How fork() will work here?

Question

{ 
    if(fork() && fork()) 
    { 
        fork(); 
    } 

    if(fork() || fork()) 
    {
        fork();
    } 

    printf("hello"); 
    return 0; 
} 

I am not getting how fork() will behave here and how many times hello will be printed.
I just know that fork() && fork() will produce total 3 process for 1 parent and similarly, fork() || fork() will produce 3 process for 1 parent.

After the 1st if condition, 3 processes are created and only parent will enter the if block. Total 4 processes are now there. Now, how to proceed further, I am completely screwed with this?

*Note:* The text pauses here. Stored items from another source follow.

PR #903, opened 2026-08-16
fix(store): serialize concurrent FTS table create on cold open

tobi:
Fixes the Bun/macOS CI failure on main: `table documents_fts already exists` from `concurrent store initialization > cold database` in `test/store-concurrency.test.ts` ([run 31734426108](https://github.com/tobi/qmd/actions/runs/31734426108)).

## What was wrong

Trigger rebuild and CJK publish were already serialized with `BEGIN IMMEDIATE` + a double-checked read. The remaining hole was the FTS **table** itself.

`CREATE VIRTUAL TABLE IF NOT EXISTS documents_fts` ran as an autocommit statement in `initializeDatabase`. FTS5's `IF NOT EXISTS` is not atomic across WAL connections: two first-open processes can both observe a missing table on their schema snapshot, and the loser throws `table documents_fts already exists`. `recreateDocumentsFts` had the same check-then-`CREATE` window without `IF NOT EXISTS`. Bun/macOS SQLite locking makes that window show up in CI; Node and Linux usually miss it.

## The fix

- Move first-create and legacy-schema repair into `ensureDocumentsFtsSchema`, under the same `BEGIN IMMEDIATE` + double-check as the sync triggers.
- Keep `CREATE VIRTUAL TABLE IF NOT EXISTS` for the uncontended path.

If possible, please show a tree diagram .

Answer 1

For first block:

if(fork() && fork()) 
{ 
    fork(); 
}

Child process receives 0 and skips the if, and the parent proceeds to calculate condition. Parent executes next fork and enters the if block where it forks again. So we have 3 fork invocations resulting in 4 processes.

Then every of these 4 processes executes next block. Let's look at a single one:

if(fork() || fork()) 
{
    fork();
} 

We fork once. The child receives non 0 and condition result is already true, so it enters the if without evaluating second part of the condition and forks there. So we have 2 fork invocations already. Parent process has to evaluate second fork in the expression and it's child enters the if and forks again. So 2 more fork invocations. Total 4 calls which result in 5 running processes.

So each of 4 processes from first block forks in-to 5 processes in second block resulting in total of 4*5 = 20 processes. And each one prints "hello".

Answer 2

Tree visualization!

if(fork() && fork()) 
{ 
    fork(); 
}

Now we have 4 process running in system; P, C1, C2 and C3.

And Each will execute next if block.

if(fork() || fork()) 
{ 
    fork(); 
}

In total we will have 4*5 = 20 process running in the system and each will print "Hello".